(Collected data)

=== Section Start ===

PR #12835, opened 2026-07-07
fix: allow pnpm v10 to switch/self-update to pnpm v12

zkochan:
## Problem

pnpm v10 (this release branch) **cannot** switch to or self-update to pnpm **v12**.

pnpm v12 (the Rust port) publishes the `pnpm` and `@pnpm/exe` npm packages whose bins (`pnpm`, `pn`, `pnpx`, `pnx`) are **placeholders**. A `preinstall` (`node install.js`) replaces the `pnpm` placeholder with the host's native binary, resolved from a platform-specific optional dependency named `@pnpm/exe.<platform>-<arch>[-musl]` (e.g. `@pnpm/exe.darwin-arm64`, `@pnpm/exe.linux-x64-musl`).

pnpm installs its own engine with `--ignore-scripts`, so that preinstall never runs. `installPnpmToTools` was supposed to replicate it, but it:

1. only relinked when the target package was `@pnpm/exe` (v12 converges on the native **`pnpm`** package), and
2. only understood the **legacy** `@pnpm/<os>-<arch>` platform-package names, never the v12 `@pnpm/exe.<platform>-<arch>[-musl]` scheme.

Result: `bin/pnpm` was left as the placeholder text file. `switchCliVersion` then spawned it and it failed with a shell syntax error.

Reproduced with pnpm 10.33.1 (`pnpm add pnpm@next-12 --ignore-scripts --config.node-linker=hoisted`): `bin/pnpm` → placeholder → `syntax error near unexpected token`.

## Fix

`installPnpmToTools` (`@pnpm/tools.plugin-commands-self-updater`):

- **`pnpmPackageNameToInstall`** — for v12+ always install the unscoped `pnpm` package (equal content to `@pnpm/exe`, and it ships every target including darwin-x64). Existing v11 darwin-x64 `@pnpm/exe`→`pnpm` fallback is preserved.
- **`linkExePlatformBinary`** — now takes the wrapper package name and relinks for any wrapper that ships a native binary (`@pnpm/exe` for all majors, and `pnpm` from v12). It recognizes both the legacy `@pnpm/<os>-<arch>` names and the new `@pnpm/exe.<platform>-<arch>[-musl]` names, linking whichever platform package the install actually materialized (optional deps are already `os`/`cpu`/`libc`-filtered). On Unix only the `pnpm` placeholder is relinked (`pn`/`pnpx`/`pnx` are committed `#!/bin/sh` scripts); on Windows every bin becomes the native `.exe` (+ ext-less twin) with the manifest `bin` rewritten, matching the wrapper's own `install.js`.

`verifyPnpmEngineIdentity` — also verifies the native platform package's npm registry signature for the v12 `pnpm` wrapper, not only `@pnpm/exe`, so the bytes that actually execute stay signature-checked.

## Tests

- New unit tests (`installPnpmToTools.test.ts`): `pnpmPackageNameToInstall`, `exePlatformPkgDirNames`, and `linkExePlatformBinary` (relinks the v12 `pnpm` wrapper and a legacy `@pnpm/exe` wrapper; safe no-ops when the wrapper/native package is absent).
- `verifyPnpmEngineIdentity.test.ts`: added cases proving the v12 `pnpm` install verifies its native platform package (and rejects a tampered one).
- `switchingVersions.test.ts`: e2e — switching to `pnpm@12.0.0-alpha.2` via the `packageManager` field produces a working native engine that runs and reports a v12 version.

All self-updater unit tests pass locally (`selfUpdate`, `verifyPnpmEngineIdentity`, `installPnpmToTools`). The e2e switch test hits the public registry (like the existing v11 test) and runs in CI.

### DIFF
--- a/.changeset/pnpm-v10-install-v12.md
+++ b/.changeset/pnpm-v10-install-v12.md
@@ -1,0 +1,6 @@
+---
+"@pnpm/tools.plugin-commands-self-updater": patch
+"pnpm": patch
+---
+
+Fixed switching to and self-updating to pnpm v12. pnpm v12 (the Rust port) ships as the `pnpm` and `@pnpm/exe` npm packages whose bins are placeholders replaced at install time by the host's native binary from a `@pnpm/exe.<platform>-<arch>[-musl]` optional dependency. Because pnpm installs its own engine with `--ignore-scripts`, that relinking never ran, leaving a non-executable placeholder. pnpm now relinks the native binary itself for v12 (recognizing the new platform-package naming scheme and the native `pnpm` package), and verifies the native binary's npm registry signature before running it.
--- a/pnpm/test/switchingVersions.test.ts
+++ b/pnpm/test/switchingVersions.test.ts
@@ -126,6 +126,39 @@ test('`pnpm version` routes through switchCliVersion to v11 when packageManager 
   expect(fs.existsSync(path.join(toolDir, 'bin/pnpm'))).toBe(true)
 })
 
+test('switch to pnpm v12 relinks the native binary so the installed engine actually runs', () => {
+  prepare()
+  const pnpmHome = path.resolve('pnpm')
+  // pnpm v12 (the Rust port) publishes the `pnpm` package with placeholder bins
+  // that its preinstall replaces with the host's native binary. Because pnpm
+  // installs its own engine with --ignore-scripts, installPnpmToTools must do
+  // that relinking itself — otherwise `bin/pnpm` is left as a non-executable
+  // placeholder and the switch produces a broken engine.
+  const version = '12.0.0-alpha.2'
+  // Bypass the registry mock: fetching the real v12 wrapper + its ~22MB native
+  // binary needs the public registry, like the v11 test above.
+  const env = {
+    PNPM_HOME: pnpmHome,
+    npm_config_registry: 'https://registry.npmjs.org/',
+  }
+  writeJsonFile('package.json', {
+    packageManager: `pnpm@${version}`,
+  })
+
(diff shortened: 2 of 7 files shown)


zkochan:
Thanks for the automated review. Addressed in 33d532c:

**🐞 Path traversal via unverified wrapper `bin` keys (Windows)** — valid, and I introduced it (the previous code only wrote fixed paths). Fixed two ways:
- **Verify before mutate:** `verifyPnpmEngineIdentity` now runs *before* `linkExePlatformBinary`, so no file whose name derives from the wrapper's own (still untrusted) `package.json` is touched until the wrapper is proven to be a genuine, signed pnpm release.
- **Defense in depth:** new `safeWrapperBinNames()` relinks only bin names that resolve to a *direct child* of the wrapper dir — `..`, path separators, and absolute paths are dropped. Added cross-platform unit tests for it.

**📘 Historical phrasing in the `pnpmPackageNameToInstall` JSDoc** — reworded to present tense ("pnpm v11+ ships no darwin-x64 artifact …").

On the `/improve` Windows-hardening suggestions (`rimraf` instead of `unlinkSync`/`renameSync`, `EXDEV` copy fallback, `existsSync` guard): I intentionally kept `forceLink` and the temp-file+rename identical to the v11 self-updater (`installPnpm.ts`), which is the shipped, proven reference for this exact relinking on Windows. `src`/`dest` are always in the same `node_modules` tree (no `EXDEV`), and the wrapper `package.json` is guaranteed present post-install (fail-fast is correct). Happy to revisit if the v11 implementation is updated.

=== Section End ===
=== Section Start ===

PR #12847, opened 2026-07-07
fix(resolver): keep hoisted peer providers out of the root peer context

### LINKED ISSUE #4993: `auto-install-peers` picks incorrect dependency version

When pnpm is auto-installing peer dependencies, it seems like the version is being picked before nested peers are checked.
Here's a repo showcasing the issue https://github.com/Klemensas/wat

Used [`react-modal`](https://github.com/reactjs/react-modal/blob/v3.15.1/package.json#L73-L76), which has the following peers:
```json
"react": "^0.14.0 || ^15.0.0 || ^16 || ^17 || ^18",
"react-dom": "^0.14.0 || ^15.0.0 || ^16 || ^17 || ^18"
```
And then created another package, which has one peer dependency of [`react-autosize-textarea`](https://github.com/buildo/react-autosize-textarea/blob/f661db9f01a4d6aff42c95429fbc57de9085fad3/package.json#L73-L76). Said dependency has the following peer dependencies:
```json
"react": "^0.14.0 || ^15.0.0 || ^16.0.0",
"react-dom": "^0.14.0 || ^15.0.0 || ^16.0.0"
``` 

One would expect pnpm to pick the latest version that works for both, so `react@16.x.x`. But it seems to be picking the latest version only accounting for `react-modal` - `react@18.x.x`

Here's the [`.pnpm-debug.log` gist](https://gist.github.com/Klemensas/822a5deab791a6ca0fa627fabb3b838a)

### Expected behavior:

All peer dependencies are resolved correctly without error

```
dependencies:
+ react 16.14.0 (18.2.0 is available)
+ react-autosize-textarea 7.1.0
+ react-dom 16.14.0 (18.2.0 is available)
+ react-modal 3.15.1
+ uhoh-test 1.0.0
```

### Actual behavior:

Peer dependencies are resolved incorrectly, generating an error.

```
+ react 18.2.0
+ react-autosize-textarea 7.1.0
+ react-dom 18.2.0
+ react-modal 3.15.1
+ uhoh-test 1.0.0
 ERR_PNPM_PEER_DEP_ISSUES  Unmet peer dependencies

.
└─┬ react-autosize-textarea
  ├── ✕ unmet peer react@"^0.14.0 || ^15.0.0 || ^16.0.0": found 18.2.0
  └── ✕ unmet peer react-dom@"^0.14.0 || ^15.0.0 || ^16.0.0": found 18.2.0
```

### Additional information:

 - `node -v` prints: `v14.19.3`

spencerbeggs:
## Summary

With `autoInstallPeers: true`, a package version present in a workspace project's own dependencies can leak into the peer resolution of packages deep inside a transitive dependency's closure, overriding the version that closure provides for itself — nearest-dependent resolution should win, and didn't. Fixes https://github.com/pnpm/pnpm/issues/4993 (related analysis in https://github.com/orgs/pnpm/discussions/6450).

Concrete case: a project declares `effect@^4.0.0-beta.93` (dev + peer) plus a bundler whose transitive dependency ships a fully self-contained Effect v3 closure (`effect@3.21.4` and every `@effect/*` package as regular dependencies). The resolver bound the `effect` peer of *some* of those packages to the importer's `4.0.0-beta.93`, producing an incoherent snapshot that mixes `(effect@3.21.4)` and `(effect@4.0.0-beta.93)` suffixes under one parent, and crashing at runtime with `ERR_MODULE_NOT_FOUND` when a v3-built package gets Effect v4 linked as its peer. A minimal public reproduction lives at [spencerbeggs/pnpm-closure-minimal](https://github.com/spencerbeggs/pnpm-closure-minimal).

=== Section End ===

Would you please copy exactly the part of the entries above that begins at the line containing "pnpmHome = path.resolve('pnpm')" and ends at the line containing "binary. Because pnpm", both lines included?

=== WRITTEN ANSWER ===
+  const pnpmHome = path.resolve('pnpm')
+  // pnpm v12 (the Rust port) publishes the `pnpm` package with placeholder bins
+  // that its preinstall replaces with the host's native binary. Because pnpm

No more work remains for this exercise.